Collection entries

-- Opening Marker --

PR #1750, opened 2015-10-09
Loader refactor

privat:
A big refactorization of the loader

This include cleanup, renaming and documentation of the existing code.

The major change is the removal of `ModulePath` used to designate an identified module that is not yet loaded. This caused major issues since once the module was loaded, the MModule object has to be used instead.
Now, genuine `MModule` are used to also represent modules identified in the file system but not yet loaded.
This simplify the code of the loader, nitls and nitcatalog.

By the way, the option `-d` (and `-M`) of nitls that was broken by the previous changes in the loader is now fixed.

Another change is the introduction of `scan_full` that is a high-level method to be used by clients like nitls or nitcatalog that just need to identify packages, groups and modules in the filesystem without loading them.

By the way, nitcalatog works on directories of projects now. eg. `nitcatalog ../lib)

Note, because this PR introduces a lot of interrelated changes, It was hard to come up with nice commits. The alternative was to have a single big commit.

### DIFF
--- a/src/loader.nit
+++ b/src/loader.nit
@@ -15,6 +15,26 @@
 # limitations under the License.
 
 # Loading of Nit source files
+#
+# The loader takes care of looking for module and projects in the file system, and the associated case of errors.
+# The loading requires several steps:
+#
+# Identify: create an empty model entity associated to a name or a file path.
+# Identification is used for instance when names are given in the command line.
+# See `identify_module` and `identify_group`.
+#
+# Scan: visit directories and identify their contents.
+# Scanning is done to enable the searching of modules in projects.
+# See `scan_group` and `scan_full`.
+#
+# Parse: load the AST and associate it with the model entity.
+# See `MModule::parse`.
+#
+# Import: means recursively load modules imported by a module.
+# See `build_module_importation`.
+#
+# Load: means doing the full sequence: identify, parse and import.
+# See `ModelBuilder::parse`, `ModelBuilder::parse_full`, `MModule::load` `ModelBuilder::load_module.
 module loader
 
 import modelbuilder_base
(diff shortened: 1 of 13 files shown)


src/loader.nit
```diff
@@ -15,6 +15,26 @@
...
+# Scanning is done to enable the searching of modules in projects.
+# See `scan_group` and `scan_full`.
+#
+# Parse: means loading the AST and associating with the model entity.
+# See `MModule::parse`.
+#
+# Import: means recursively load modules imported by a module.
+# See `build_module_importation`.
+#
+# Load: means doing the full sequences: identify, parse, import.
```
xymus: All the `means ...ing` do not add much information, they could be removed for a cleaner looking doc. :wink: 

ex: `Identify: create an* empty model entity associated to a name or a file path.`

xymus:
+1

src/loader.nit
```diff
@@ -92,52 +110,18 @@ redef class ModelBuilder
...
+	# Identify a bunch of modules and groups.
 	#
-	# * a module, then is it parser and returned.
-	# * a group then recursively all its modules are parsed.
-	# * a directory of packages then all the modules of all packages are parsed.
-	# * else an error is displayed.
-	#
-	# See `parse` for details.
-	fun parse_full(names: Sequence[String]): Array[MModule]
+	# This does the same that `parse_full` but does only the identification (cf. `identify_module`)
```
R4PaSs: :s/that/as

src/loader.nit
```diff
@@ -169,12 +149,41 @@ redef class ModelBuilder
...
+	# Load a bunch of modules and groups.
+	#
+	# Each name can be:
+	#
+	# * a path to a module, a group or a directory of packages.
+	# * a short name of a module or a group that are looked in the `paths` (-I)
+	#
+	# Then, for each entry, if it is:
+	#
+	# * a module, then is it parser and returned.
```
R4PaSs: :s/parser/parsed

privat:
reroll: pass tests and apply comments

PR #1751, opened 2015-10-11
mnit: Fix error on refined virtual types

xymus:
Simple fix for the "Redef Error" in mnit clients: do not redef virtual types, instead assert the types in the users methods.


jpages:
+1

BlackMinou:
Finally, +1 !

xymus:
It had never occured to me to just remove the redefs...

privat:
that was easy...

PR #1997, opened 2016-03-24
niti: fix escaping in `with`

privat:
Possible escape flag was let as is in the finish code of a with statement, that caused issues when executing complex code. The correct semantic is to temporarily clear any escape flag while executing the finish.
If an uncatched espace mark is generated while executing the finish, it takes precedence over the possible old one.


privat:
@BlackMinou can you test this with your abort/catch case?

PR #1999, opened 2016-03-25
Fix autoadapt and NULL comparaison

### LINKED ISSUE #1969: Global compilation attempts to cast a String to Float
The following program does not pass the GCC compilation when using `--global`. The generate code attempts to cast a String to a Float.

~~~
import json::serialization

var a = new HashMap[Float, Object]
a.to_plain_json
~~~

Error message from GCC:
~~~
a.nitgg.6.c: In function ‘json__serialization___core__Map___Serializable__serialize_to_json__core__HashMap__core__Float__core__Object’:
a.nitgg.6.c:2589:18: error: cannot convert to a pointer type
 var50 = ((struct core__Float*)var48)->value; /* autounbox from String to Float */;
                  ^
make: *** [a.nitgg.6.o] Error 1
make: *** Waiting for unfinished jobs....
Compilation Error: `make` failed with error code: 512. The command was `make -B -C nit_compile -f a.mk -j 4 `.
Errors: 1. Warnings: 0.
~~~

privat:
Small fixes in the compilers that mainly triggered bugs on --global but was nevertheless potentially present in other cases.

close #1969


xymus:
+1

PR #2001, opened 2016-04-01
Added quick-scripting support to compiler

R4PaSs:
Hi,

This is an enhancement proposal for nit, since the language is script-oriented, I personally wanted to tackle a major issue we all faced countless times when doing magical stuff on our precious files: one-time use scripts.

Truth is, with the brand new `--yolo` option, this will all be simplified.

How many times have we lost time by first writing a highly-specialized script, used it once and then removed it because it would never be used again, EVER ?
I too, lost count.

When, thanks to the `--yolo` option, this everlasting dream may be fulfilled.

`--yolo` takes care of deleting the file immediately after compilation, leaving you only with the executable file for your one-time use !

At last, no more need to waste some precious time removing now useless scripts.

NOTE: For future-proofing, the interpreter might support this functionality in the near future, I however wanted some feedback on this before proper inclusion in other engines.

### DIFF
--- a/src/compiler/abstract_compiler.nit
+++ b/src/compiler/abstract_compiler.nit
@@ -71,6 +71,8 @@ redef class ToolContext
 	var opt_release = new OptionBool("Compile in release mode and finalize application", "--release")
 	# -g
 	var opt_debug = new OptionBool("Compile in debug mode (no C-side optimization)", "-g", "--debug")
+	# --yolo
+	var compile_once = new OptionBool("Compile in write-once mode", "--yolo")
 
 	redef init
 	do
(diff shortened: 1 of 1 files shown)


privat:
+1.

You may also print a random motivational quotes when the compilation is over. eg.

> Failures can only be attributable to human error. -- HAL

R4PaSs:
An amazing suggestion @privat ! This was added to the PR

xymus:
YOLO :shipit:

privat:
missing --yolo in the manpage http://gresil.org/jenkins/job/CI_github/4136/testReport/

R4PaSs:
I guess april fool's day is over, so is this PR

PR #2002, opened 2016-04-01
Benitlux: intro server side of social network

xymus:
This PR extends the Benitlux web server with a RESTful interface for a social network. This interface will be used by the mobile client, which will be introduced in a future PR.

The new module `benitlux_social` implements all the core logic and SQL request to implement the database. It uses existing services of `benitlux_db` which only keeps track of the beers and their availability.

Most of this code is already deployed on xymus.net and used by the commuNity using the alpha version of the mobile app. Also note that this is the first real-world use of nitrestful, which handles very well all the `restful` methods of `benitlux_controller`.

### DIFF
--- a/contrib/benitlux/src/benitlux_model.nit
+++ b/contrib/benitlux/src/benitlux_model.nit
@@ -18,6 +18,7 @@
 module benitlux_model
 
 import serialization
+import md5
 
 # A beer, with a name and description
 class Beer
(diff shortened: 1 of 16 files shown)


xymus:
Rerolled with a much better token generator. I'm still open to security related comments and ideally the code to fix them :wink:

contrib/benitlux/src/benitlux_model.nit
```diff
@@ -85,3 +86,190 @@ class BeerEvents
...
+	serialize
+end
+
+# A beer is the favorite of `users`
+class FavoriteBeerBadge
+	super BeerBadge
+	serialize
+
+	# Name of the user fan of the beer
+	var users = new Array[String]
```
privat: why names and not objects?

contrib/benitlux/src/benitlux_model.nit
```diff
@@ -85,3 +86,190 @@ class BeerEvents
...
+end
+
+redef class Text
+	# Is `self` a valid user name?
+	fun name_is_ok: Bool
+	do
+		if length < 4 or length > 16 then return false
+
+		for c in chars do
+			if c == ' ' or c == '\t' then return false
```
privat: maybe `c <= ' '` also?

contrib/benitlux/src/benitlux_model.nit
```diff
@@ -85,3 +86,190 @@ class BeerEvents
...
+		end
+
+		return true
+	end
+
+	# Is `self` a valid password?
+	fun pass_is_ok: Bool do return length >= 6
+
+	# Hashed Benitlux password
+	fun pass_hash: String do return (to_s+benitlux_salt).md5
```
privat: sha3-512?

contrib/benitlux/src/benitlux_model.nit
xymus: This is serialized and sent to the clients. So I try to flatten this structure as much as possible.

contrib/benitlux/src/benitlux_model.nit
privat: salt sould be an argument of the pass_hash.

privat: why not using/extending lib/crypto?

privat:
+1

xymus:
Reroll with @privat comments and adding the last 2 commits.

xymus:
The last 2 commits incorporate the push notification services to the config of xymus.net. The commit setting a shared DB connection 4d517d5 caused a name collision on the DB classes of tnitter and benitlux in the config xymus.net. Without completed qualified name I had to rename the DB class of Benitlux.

-- Closing Marker --

**Problem description:** All lines from the one containing "privat: why names and not objects?" through the end of the data, and no others, are to be given again word for word.

**Task answer:**
privat: why names and not objects?

contrib/benitlux/src/benitlux_model.nit
```diff
@@ -85,3 +86,190 @@ class BeerEvents
...
+end
+
+redef class Text
+	# Is `self` a valid user name?
+	fun name_is_ok: Bool
+	do
+		if length < 4 or length > 16 then return false
+
+		for c in chars do
+			if c == ' ' or c == '\t' then return false
```
privat: maybe `c <= ' '` also?

contrib/benitlux/src/benitlux_model.nit
```diff
@@ -85,3 +86,190 @@ class BeerEvents
...
+		end
+
+		return true
+	end
+
+	# Is `self` a valid password?
+	fun pass_is_ok: Bool do return length >= 6
+
+	# Hashed Benitlux password
+	fun pass_hash: String do return (to_s+benitlux_salt).md5
```
privat: sha3-512?

contrib/benitlux/src/benitlux_model.nit
xymus: This is serialized and sent to the clients. So I try to flatten this structure as much as possible.

contrib/benitlux/src/benitlux_model.nit
privat: salt sould be an argument of the pass_hash.

privat: why not using/extending lib/crypto?

privat:
+1

xymus:
Reroll with @privat comments and adding the last 2 commits.

xymus:
The last 2 commits incorporate the push notification services to the config of xymus.net. The commit setting a shared DB connection 4d517d5 caused a name collision on the DB classes of tnitter and benitlux in the config xymus.net. Without completed qualified name I had to rename the DB class of Benitlux.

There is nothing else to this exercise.